Market and performance overview:
- Total AuM of crypto hedge funds globally increased to nearly $3.8 billion in 2020 from $2 billion the previous year
- The percentage of crypto hedge funds with AuM over $20 million increased in 2020 from 35%to 46%
- The average AuM for this year’s surveyed funds increased from $12.8 million to $42.8 million, while the median AuM increased from $3.8 million to $15.0 million.
- The median crypto hedge fund returned +128% in 2020 (vs +30% in 2019)
- Most trade bitcoin (92%) followed by ETH (67%), LTC (34%), LINK (30%), DOT (28%) and AAVE (27%)
- The median best performance strategy in 2020 was discretionary long only (+294%) followed by discretionary long-short (+129%), multi-strat (+114%) and quant (+72%).
Location, management and investors:
- The vast majority of investors in crypto hedge funds are either high-net worth individuals (54%) or family offices (30%)
- Funds tend to be domiciled in the same jurisdictions as traditional hedge funds, with the top three being the Cayman Islands (34%), the United States (33%) and Gibraltar (9%)
The most common location for managers is the United States (43%), followed by the United Kingdom (19%) and Hong Kong (11%).
Traditional hedge funds
Investments in Crypto:
- Around a fifth of traditional hedge funds surveyed representing $180 billion in AuM are currently investing in digital assets (21%); the average percentage of their total hedge fund AUM invested in digital assets is 3%
- 86% currently investing in digital assets intend to deploy more capital into the asset class by the end of 2021
- Around a quarter who are not yet investing in digital assets confirmed that they are in late-stage planning to invest this year or looking to invest (26%).
Barriers to Investments:
- Regulatory uncertainty is by far the greatest barrier to investing (82%). Even those who do invest in digital assets cite it as a major challenge (50%). The lack of infrastructure or service provider availability also remains a barrier with custody being the area most in need for improvement.
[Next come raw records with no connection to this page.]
PR #202, opened 2022-10-26
[probestatus] Move probe status page to /status.

manugarg:
* Earlier default URL, /probestatus, will redirect to the new default URL.
* Old status page has been renamed to /config-parsed and is linked from the new status page.


manugarg:
Closing. Need to re-do this.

- In terms of other reasons to not invest, client reaction/reputational risk is high (77%) as well as digital assets being outside the scope of current investment mandates (68%). Almost two thirds of traditional hedge funds said that they don’t have enough knowledge of digital assets (64%), suggesting the need for more education
- Around two thirds said that if the main barriers were to be removed they would either actively accelerate investment in digital assets or potentially change their approach and become more involved (64%).